Comment réagir face aux colères et frustrations de nos enfants (2ème partie).

Nous avons vu dernièrement qu’avant de tenter d’apaiser nos enfants, il était tout d’abord primordial de nous apaiser nous, parents, accompagnateurs, éducateurs… A la fin de cet article, je vous parlerai d’une technique de libération émotionnelle, l’EFT, qui vous sera d’une aide inestimable pour travailler sur vos émotions, seul(e, s) ou avec vos petits.

Revenons-en pour l’instant aux colères des enfants… Car, sachez que derrière une colère, il y a toujours un besoin. Essayer donc de prendre quelques secondes afin de vous demander: « mon petit bonhomme essaye de me dire quelque chose, quels sont ses besoin à l’instant T? »

 

En effet, selon Mélanie Bilodeau, psychoéducatrice, conférencière et auteure spécialiste en périnatalité et petite enfance,  voici les principaux besoins à explorer:

 


Le réservoir affectif de l’enfant. Est-il suffisamment rempli? Pour remplir ce réservoir affectif, 15 min de temps de qualité, le soir après le travail sera suffisant. Quand le réservoir affectif est bien plein, l’enfant acceptera qu’on ne lui accorde que quelques minutes par la suite.

 

Dans un second temps, explorez le réservoir physiologique de votre enfant… En fin de journée, après une journée passée à la crèche ou à l’école, il est fort probable que l’enfant soit fatigué. Dans ce cas, peut-être aura t’il besoin d’un petit moment de câlin, assis sur le canapé, dans les bras d’un de ses parents, pour recharger ses batteries et ainsi éviter une colère due à la fatigue.

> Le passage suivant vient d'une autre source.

PR #199, opened 2018-05-15
allow creating certs_tar for Katello app

sean797:
For https://github.com/Katello/katello-installer/pull/628

### DIFF
--- a/.sync.yml
+++ b/.sync.yml
@@ -9,6 +9,7 @@
 Rakefile:
   param_docs_pattern:
     - manifests/foreman_proxy_content.pp
+    - manifests/generate_archive.pp
     - manifests/init.pp
 spec/spec_helper_acceptance.rb:
   install_epel: true
--- a/manifests/generate_archive.pp
+++ b/manifests/generate_archive.pp
@@ -1,0 +1,46 @@
+# == Class: certs::generate_archive
+#
+# === Parameters:
+#
+# $server_fqdn::                   FQDN of the Foreman app
+#
+# $server_cname::                  Additional names of the foreman app
+#
+# $certs_tar::                     Path to tar file with certs to generate
+#
+# $foreman_application::           Create certificate bundle for a Foreman node
+#
+# $foreman_proxy::                 Create certificate bundle for a Foreman Proxy node
+#
+class certs::generate_archive (
+  String $server_fqdn          = undef,
+  Array[String] $server_cname  = $::certs::params::cname,
+  String[1] $certs_tar         = $::certs::params::certs_tar,
+  Boolean $foreman_application = false,
+  Boolean $foreman_proxy       = false,
+) inherits certs::params {
+
+  if $server_fqdn == $::fqdn {
+    fail('The hostname is the same as the provided hostname for the Foreman app')
+  }
+
+  unless $foreman_application or $foreman_proxy {
+    fail('What type of certs bundle do you want to generate? Either $foreman_application or $foreman_proxy must be true')
+  }
+
+  if $foreman_application {
+    $class_list = ['::certs::puppet', '::certs::foreman', '::certs::apache', '::certs::qpid_client']
+  } elsif $foreman_proxy {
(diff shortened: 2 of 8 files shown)


manifests/tar_create.pp
```diff
@@ -10,11 +10,11 @@
 #
 define certs::tar_create(
   $path               = $title,
-  $foreman_proxy_fqdn = $::certs::foreman_proxy_content::foreman_proxy_fqdn,
+  $fqdn               = $::certs::foreman_proxy_content::foreman_proxy_fqdn,
```
ekohl: I wonder if this could overlap with the fqdn fact.

sean797:
@ekohl I cleaned up the code, removed `foreman_proxy-content` class and added some tests. This is a breaking change for https://github.com/Katello/katello-installer/blob/master/bin/foreman-proxy-certs-generate#L65. I'll update https://github.com/Katello/katello-installer/pull/628 with all the required changes.

manifests/generate_archive.pp
```diff
@@ -0,0 +1,46 @@
...
+#
+# $foreman_application::           Create certificate bundle for a Foreman node
+#
+# $foreman_proxy::                 Create certificate bundle for a Foreman Proxy node
+#
+class certs::generate_archive (
+  String $server_fqdn          = undef,
+  Array[String] $server_cname  = $::certs::params::cname,
+  String[1] $certs_tar         = $::certs::params::certs_tar,
+  Boolean $foreman_application = false,
```
ekohl: This is the general direction I'm going for but I'm not sure this is the granularity I'm aiming for. My goal is to split the node with candlepin and pulp into two separate nodes. Ideally qpid could run on a third. That means we'd bootstrap with candlepin as a node with the CA, then generate the certs for each additional node with the role they have. Do you think this makes sense?

sean797: Yes, and I agree its what we should aim for, well my end goal is being able to scale each component independently of each other.

Initially, I think we should try to make small(er) changes and iterate on them. Fewer chances of breakages and easier to review, we can extend the scope in other PRs later.

ekohl: I've marked it as WIP for now so we don't accidentally merge it. I agree we should iterate on this but since it's a breaking change I'd like to keep it open until we're really happy with it.

sean797:
I've made this backwards compatible as I want to protect `foreman-proxy-certs-generate`, If we were to make it use the new manifest then `--foreman-proxy-fqdn` arg would change to `--server-fqdn`.

manifests/generate_archive.pp
```diff
@@ -0,0 +1,46 @@
+# Prepare the certificates for the node from the parent node
```
ehelms: Could you maintain backwards compatibility for the time being by having the foreman_proxy_content class call this class with parameters?

sean797:
Thanks @ehelms, updated.

.sync.yml
```diff
@@ -8,7 +8,8 @@
   test_all_rvms: false
 Rakefile:
   param_docs_pattern:
-    - manifests/foreman_proxy_content.pp
+    - manifests/foreman_proxy_content.pp
```
ekohl: Can you remove the trailing whitespace?

manifests/tar_create.pp
```diff
@@ -9,12 +9,12 @@
 # $foreman_proxy_fqdn::         FQDN of the foreman proxy
 #
 define certs::tar_create(
-  $path               = $title,
-  $foreman_proxy_fqdn = $::certs::foreman_proxy_content::foreman_proxy_fqdn,
+  $path    = $title,
+  $sub_dir = $::certs::foreman_proxy_content::foreman_proxy_fqdn,
```
ekohl: Given we always pass this in I think we should remove the default value here. We're breaking the API anyway by changing the name.

sean797:
Updated, I agree about `certs::tar_create` being an internal API ;)  

Thanks!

Il se peut également qu’il ait faim ou soif, dans ce cas, n’hésitez pas à lui donner un petit en-cas en attendant le repas. Ainsi, votre enfant comblera, non-seulement l’un de ses besoins mais, de plus, il se sentira entendu & compris.

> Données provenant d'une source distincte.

PR #4, opened 2021-05-25
8267695: Bump update version for OpenJDK: jdk-11.0.13

GoeLin:
Hi,

this is the version bump for the 11.0.13 release.
This will be the first change directly pushed to the 
git repository for jdk11u-dev.

Obvioulsy, I will only push this after tagging 11.0.13+0, 
and after the git transition of the jdk11u-dev repo.


GoeLin:
Ok, seems I must redo this later :)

La 3ème chose à considérer est le besoin de stimulation. Faire, ce qu’appelle Mélanie Bilodeau, « la nouille sympathique »… en poussant l’imaginaire de l’enfant, lui poser des questions sur sa journée, sur son livre préféré, faire un dessin avec lui, ou encore pour les plus petits où se trouve son nez, son front, son menton, etc… Bref, toutes petites astuces pour lui permettre de développer sa réflexion et le maintenir occupé afin qu’il soit le moins possible dans l’émotionnel.  Bien sûr, ça demande beaucoup d’énergie et de créativité aux parents mais ne vaut-il mieux pas dépenser le peu d’énergie de fin de journée à discuter et rire avec notre enfants plutôt qu’à gérer une colère?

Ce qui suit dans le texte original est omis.